What we can do however, to help avoid excessive build up of stress hormones in our dogs, is to play with them! Playing can help them unwind and release tension, which in turn helps them cope with all those everyday stresses, making for a calmer, better balanced dog.
Remember though, stress is individual to each dog, what is stressful to one may not be to another and vice versa. It’s important to be able to recognise signs of stress in your own dog, so you will know if you need to make any changes to his routine or environment to help him. You can read more about recognising signs of stress in our article on Stress in Dogs HERE
(IMPORTANT NOTE: It is worth pointing out here, you need to make sure your dog enjoys playing and doesn’t actually get stressed out by it!)
Not only is playing with our dogs a great way to help reduce their stress levels,
It can also have a positive impact on our own stress levels! Win Win!
Most dogs will enjoy a wide variety of games, some are naturals at it, others may not be. An adult dog that has never been played with, may not understand how to play or even that it can be fun, so watch out for any signs of stress. Puppy games need to be short and simple, but as he grows in mental and physical age, the games can increase in duration and complexity.
Examples of Good Games
- Hide & Seek with people
- Hide & Seek with Toys or treats
- Find It – Scentwork/Nosework
- Just for Fun Tricks – Spin, Jump for Joy, Bow, Beg, Roll over, Fetch a Named Toy
- Useful & Functional Tricks – Tidy up your toys, close the door, fetch my slippers, Hide
- Safe Tug of War- Make sure you teach your dog to release on cue
- Ping Pong Recall
Games to Avoid
These games all induce high levels of arousal and frustration. For example, when we play rough and tumble, we use our hands and arms to play, dogs use their teeth! This game encourages nipping, biting and gives your puppy the impression that it is acceptable to jump all over people, which may be ok when he is small, but not so much when he gets bigger and wants to do it.
Chase games induce a dog’s prey drive and can result in unwanted nipping and biting, best avoided especially by children.
Tug of war is also a game best avoided by children, but you can teach your puppy from an early age how to play this game nicely, to ensure he can continue to play nicely as an adult. Once taught properly this is an excellent game that can be used both as a reward in training and also to wear your dog out.
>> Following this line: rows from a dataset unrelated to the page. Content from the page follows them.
PR #166, opened 2018-03-27
Supporting natural keys

maiha:
This PR enhances `Model.primary` to accept `auto` option that works as a natural key if false.

### Example (use RDB as KVS)

```
mysql> DESCRIBE kvss;
+-------+--------------+------+-----+---------+-------+
| Field | Type         | Null | Key | Default | Extra |
+-------+--------------+------+-----+---------+-------+
| k     | varchar(255) | NO   | PRI | NULL    |       |
| v     | varchar(255) | YES  |     | NULL    |       |
+-------+--------------+------+-----+---------+-------+
```

```crystal
class Kvs < Granite::ORM::Base
  adapter mysql
  primary k : String
  field   v : String
end
```

First, if you use a primary key other than Int as described above, it will give a compile error with following suggestion.

```crystal
Failed to define Kvs#save: Primary key must be Int(32|64), or set `auto: false` for natural keys.

  primary k : String, auto: false
```

After adding `auto: false` that disables **auto number** feature, we can play with nartural keys.

```crystal
class Kvs < Granite::ORM::Base
  adapter mysql
  primary k : String, auto: false
  field   v : String
end
```

```crystal
## Create
port = Kvs.new(k: "mysql_port", v: "3306")
port.new_record? # => true
port.save        # => true
# INSERT INTO `kvs` (`v`, `k`) VALUES (?, ?): ["3306", "mysql_port"]
Kvs.count        # => 1

## Read
port = Kvs.find("mysql_port")
port.new_record? # => false
port.v           # => "3306"

## Update
port.v = "3307"
port.new_record? # => false
port.save        # => true
# UPDATE `kvs` SET `v`=? WHERE `k`=?: ["3307", "mysql_port"]

## Delete
port.destroy     # => true
Kvs.count        # => 0
```

Best regards,

### DIFF
--- a/spec/granite_orm/fields/primary_key_spec.cr
+++ b/spec/granite_orm/fields/primary_key_spec.cr
@@ -1,0 +1,24 @@
+{% for adapter in GraniteExample::ADAPTERS %}
+module {{adapter.capitalize.id}}
+  describe "{{ adapter.id }} .new" do
+    it "works when the primary is defined as `auto: true`" do
+      Parent.new
+    end
+
+    it "works when the primary is defined as `auto: false`" do
+      Kvs.new
+    end
+  end
+
+  describe "{{ adapter.id }} .new(primary_key: value)" do
+    it "ignores the value in default" do
+      Parent.new(id: 1).id?.should eq(nil)
+    end
+
+    it "sets the value when the primary is defined as `auto: false`" do
+      Kvs.new(k: "foo").k?.should eq("foo")
+      Kvs.new(k: "foo", v: "v").k?.should eq("foo")
+    end
+  end
+end
+{% end %}
--- a/README.md
+++ b/README.md
@@ -104,6 +104,18 @@ end
 
 This will override the default primary key of `id : Int64`.
 
+### Natural Key
+
+For natural keys, you can set `auto: false` option to disable auto increment insert.
+
+```crystal
+class Site < Granite::ORM::Base
+  adapter mysql
+  primary code : String, auto: false
+  field name : String
+end
+```
+
 ### SQL
 
 To clear all the rows in the database:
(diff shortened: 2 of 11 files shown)


drujensen:
@maiha Excellent work!  💯

Blacksmoke16:
```
port = Kvs.new(k: "mysql_port", v: "3306")
p port.inspect
```
```
"#<Kvs:0x5591aabc39c0 @new_record=true, @destroyed=false, @errors=[], @k=nil, @v=\"3306\", @updated_at=nil, @created_at=nil>"
```

Shouldn't the k instance variable be set to "mysql_port" when inspecting the object?

maiha:
Pushed -f to resolve conflicts.

spec/granite_orm/fields/primary_key_spec.cr
```diff
@@ -0,0 +1,24 @@
...
+  end
+
+  describe "{{ adapter.id }} .new(primary_key: value)" do
+    it "ignores the value in default" do
+      Parent.new(id: 1).id?.should eq(nil)
+    end
+
+    it "sets the value when the primary is defined as `auto: false`" do
+      Kvs.new(k: "foo").k?.should eq("foo")
+      Kvs.new(k: "foo", v: "v").k?.should eq("foo")
```
maiha: @Blacksmoke16
Yep, I just added `new` with mass-assignment yesterday into this PR!
**maiha:master** + `new(*mass-assignment*)` → **maiha:natural-key**

If you are using **maiha:master** branch, could you try again with **maiha:natural-key** or **this pr** branch? This should work!

Blacksmoke16: Ah perfect! Was behind a few commits i guess :)

drujensen: 👍

robacarp:
@maiha thank you for this contribution

PR #167, opened 2018-03-27
Fix .create class method

Adam-Stomski:
From commit history, this looks like regression after extracting some modules.

Example usage:
```
parent = Parent.create(name: "Test Parent")
```
or (more useful example)
```
params = { name: "Test Parent" }.to_h
parent = Parent.create(params)
```
instead of 
```
parent = Parent.new
parent.name = "Test Parent"
parent.save
```


robacarp:
@Adam-Stomski thank you for this fix!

Examples of Games to Avoid
- Rough and Tumble
- Chasing people
- Uncontrolled Tug of War
- Fetching sticks – Danger of lacerations to the throat and mouth which can cause death
ALWAYS SUPERVISE CHILDREN PLAYING WITH PUPPIES & DOGS
If You Are Thinking of Getting a Dog
An important factor for any new dog owner to consider, is exactly how much commitment to this aspect of owning a dog they are prepared to make. Some breeds are characteristically more demanding than others and it is imperative that new owners are aware of the level of exercise and mental stimulation required by their chosen breed before entering into the relationship.
To ignore these basic aspects of a dog’s nature when considering which breed of dog to choose, usually ends in disaster and a whole lot of stress for both owner & dog Sadly, it’s at this point many dogs end up on the streets or in the dog pounds.